- Interactive map of Oleshky urban hromada
- Country: Ukraine
- Oblast: Kherson Oblast
- Raion: Kherson Raion
- Admin. center: Oleshky

Government
- • Head: Tetiana Hasanenko

Area
- • Total: 799.2 km^{2} (308.6 sq mi)

Population (2020)
- • Total: 38,313
- • Density: 47.94/km^{2} (124.2/sq mi)
- Settlements: 13
- Cities: 1
- Rural settlements: 2
- Villages: 10
- Website: https://oleshki-rada.gov.ua/

= Oleshky urban hromada =

Oleshky urban hromada (Олешківська міська територіальна громада) is a hromada (community) of Ukraine, in Kherson Raion, Kherson Oblast. Its administrative center is the city Oleshky.

== Extent and settlements ==
Its area is 799.2 km2 and its population is 38,313 people, as of 2020.

It includes the city of Oleshky, the villages Kozachi Laheri, Kostohryzove, Krynky, Pidstepne, Pishchanivka, Pody, Radensk, Sahy, Solontsi, Chelburda and the rural settlements Pidlisne and Poima.

== History ==
Oleshky urban hromada was created in 2020 in accordance with an edict by the Ukrainian government determining the territories of hromadas in the Kherson region, by uniting the Oleshky city municipality with various village councils in what was then Oleshky Raion.

=== Russian invasion of Ukraine ===
Starting in late February 2022, the hromada came under Russian occupation during the Russian invasion of Ukraine. According to then-hromada head Yevhen Ryshchuk, all of the hromada officials refused to collaborate with the occupation regime. Ryshchuk, in an interview, stated that the community was now living "under the hands of orcs", comparing the soldiers' violent attacks on civilians to those committed by other Russian troops during the then-recently discovered Bucha massacre. He recalled, as he passed by the Antonivka Road Bridge, seeing gunned-down civilian cars with dead people in them. He also relayed an incident during which, in the village Radensk, the Russians brought humanitarian aid in the form of clothes, but the angry civilians refused to accept them due to the war crimes committed by Russia, and destroyed the clothing with a tractor. Reportedly, after the returning Russians were unable to find the specific person who drove the tractor, they went to the man who owned the tractor, and nailed him by his palms to a fence.

The Russian soldiers reportedly did not enter Oleshky itself in the first days of the war.
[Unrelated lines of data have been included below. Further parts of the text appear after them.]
PR #1158, opened 2020-04-20
Add RTPTransceiver.Mid()

jeremija:
#### Description
@Sean-Der - just wanted to share this before I call it a night. I'm not sure if you had other plans regarding issue #1148, so I'd love to hear your thoughts.

#### Reference issue
(Hopefully) Fixes #1148

Issue #1176, opened 2020-04-30
TestPeerConnection_Renegotation_AddTrack_Multiple failing sometimes


at-wat:
```
=== RUN   TestPeerConnection_Renegotation_AddTrack_Multiple
    TestPeerConnection_Renegotation_AddTrack_Multiple: peerconnection_renegotation_test.go:175: 
        	Error Trace:	peerconnection_renegotation_test.go:175
        	Error:      	Not equal: 
        	            	expected: 0
        	            	actual  : 1
        	Test:       	TestPeerConnection_Renegotation_AddTrack_Multiple
```

https://travis-ci.org/github/pion/webrtc/jobs/681361005#L513 (restarted)

Issue #1171, opened 2020-04-29
Pion should create a recvonly transceiver when needed.


sgotti:
### Your environment.
  - Version: master currently @ 18dfe7919313be036ec632e47856903596f25722
  - Browser: *include version*
  - Other Information - *stacktraces, related issues, suggestions how to fix, links for us to have context*

### Issue Description

If a remote adds a new track that creates a new remote transceiver, when receiving the offer, pion in `setRemoteDescription` won't find any available recvonly transceiver and no receiver will be started. Later when we'll call `CreateAnswer`, `generateMatchedSDP` will create a new `inactive` transceiver and report it in the answer. The user so won't be notified of any new track (with `OnTrack` handler).

A browser like chrome/firefox instead behave differently and they'll create a recvonly transceiver and the new track will be available.

I think that's the reason why all the pion examples manually create some transceivers calling `AddTransceiver*`.
Additionally this way of calling `AddTransceiver*` could work for the first negotiation, but if the remote start removing and adding tracks, also if we add tons of transceiver with `AddTransceiver` they could be ignored by the remote that will add an additional transceiver.

The pion behavior looks against the spec that at the end of [4.4.1.5 Set the RTCSessionDescriptionSet](https://w3c.github.io/webrtc-pc/#set-the-rtcsessiondescription)  says:

```
If no suitable transceiver was found (transceiver is unset), run the following steps:

Create an RTCRtpSender, sender, from the media description using sendEncodings.

Create an RTCRtpReceiver, receiver, from the media description.

Create an RTCRtpTransceiver with sender, receiver and an RTCRtpTransceiverDirection value of "recvonly", and let transceiver be the result.

Add transceiver to the connection's set of transceivers.
```

### Proposed solution.

Refactor `setRemoteDescription` to parse the media sections (now this is only done later by `CreateAnswer`) and add missing `recvonly` transceivers. In this way the transceiver is available when `setRemoteDescription` will call startTransports/startRenegotiation that will start the related receivers.

PR #1177, opened 2020-04-30
Start the right receiver

sgotti:
#### Description

From PR #1158 during negotiation every required transceiver is assigned
to a specific media section (using the media section mid value).

The same should be done when starting receivers. We should start the
receiver assigned to the media section of that track.

### DIFF
--- a/peerconnection.go
+++ b/peerconnection.go
@@ -30,7 +30,7 @@ type PeerConnection struct {
 	mu      sync.RWMutex
 
 	// Negotiations must be processed serially
-	negotationLock sync.Mutex
+	negotiationLock sync.Mutex
 
 	configuration Configuration
 
@@ -935,6 +935,10 @@ func (pc *PeerConnection) startRTPReceivers(incomingTracks map[uint32]trackDetai
 		for i := range localTransceivers {
 			t := localTransceivers[i]
 
+			if t.Mid() != incoming.mid {
+				continue
+			}
+
 			if (incomingTracks[ssrc].kind != t.kind) ||
 				(t.Direction() != RTPTransceiverDirectionRecvonly && t.Direction() != RTPTransceiverDirectionSendrecv) ||
 				(t.Receiver()) == nil ||
@@ -1648,10 +1652,10 @@ func (pc *PeerConnection) GetStats() StatsReport {
 
 // Start all transports. PeerConnection now has enough state
 func (pc *PeerConnection) startTransports(iceRole ICERole, dtlsRole DTLSRole, remoteUfrag, remotePwd, fingerprint, fingerprintHash string, currentTransceivers []*RTPTransceiver, incomingTracks map[uint32]trackDetails) {
-	pc.negotationLock.Lock()
+	pc.negotiationLock.Lock()
 
 	go func() {
-		defer pc.negotationLock.Unlock()
+		defer pc.negotiationLock.Unlock()
 
 		// Start the ice transport
 		err := pc.iceTransport.Start(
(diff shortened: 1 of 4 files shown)


jeremija:
@sgotti Nice work! Unfortunately it looks like the build was broken. I am able to reproduce the failing test with Go 1.14 on my machine, which passed on Travis CI for Go 1.14, but failed for 1.13. Looks like an issue in `TestPeerConnection_Renegotation_AddTrack_Multiple`

jeremija:
I think the problem is that the new code skips available transceivers that have never been used.

peerconnection.go
```diff
@@ -854,6 +854,10 @@ func (pc *PeerConnection) startRTPReceivers(incomingTracks map[uint32]trackDetai
 		for i := range localTransceivers {
 			t := localTransceivers[i]
 
+			if t.Mid() != incoming.mid {
+				continue
```
jeremija, line 858: I believe this will skip available transceivers that have never been used for sending. That's why the `TestPeerConnection_Renegotation_AddTrack_Multiple` test is failing

peerconnection_media_test.go
```diff
@@ -1074,3 +1074,99 @@ func TestPlanBMultiTrack(t *testing.T) {
...
+				continue
+			}
+			if transceiver.Receiver() == nil {
+				return false, nil
+			}
+			select {
+			case <-transceiver.Receiver().received:
+				return true, nil
+			default:
+				return false, nil
```
jeremija, line 1094: I think you can just use `return transceiver.Receiver() != nil && transceiver.Receiver().haveReceived()` instead of all of these lines.

Perhaps this could be changed to `hasReceived` to keep it consistent with `rtpsender.go` which has a `hasSent` function.

peerconnection.go
jeremija: I think we'll need to do the same thing we did in `generateMatchedSDP` when `includeUnmatched` is set to `true`.

sgotti:
> @sgotti Nice work! Unfortunately it looks like the build was broken. I am able to reproduce the failing test with Go 1.14 on my machine, which passed on Travis CI for Go 1.14, but failed for 1.13. Looks like an issue in `TestPeerConnection_Renegotation_AddTrack_Multiple`

The hang of the test could be related to #1176 ? I can reproduce (sometimes) it also with go 1.14 without this patch

Instead I'll take a look at the warning.

jeremija:
@sgotti Thanks, I was unaware of this issue. I'll also have a deeper look into this!

peerconnection.go
sgotti: @jeremija Yeah, the real issue is that, when receiving an offer we're starting receivers in SetRemoteDescription and assigning transceiver mid in CreateAnswer (so later). We should follow JSEP (https://tools.ietf.org/html/draft-ietf-rtcweb-jsep-26#section-5.10) and create assign transceivers to a media section in SetRemoteDescription

I reported this in #1171 and proposed PR #1179. Perhaps this should go after #1179.

jeremija: @sgotti Yeah I was just thinking about that other PR of yours. I'm having a look at it now.

peerconnection_media_test.go
sgotti: @jeremija Done!

peerconnection.go
sgotti: @jeremija Now that #1179 has been merged this should be ok.

jeremija:
The failing test is most likely related to #1186. Let me try to fix that...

To keep order, local residents formed a patrol service, carrying wooden sticks around town. At first, some of these patrolmen attempted to use some of the body armor worn by the dead soldiers on the Antonivka Bridge, but this was abandoned after Russian soldiers severely beat one man for wearing it. They refused an offer by the occupying soldiers to assist in the keeping of order. Regardless, the Russian soldiers would punish residents with beatings and kidnappings for both real and imagined crimes. Oleksandr Zarivnyi, former minister of education in the hromada and veteran of the war in Donbas, went missing on 17 March 2022. Ryshchuk, in a video message the following day, said that the occupiers had told him Zarivnyi was alive, but there was no information as to when anyone would see him again.

According to Ryshchuk, by the end of April 2022, 40% of the original population had fled. This flight took place in two "waves" - one after the discovery of atrocities in Bucha and fear of similar events in the hromada, and the second after rumors spread about forced mobilization of Ukrainians in occupied territories. Ryshchuk links the second wave specifically to an announcement by then-Ukrainian government advisor Oleksii Arestovych on television, instructing people to "Run!"

On 2 January 2023, Ukrainian President Volodymyr Zelenskyy signed a decree establishing a military administration for the hromada. Tetiana Hasanenko was appointed as the head of the military administration. Hasanenko had previously served as a deputy mayor of Oleshky. On 1 June 2023, Yury Patlatyi, a collaborationist official in Kostohryzove, was killed in an explosion under unknown circumstances. Russian occupation officials, reporting on his death, blamed the Armed Forces of Ukraine.

As a result of the destruction of the Kakhovka dam by explosives on 6 June 2023, most of the settlements in the hromada were flooded, killing at least nine people. According to Hasanenko, the village of Krynky, near the coast, was almost completely submerged. Most of its residents fled to Kozachi Laheri, which was also largely flooded. Ukrainian authorities lost contact with the population of the community, as electricity and internet were completely lost for days.

On 23 September 2023, the hromada began discussions on renaming the rural settlement Poima to "Zaplava". This was as a result of a decision by the National Commission for State Language Standards on 22 June, determining that the name of the settlement was not in line with state language standards, as it was a transliteration from Russian. "Zaplava" (Заплава) is the native Ukrainian equivalent of Poima. This was one of 43 settlements in Kherson Oblast recommended to be renamed in the decision.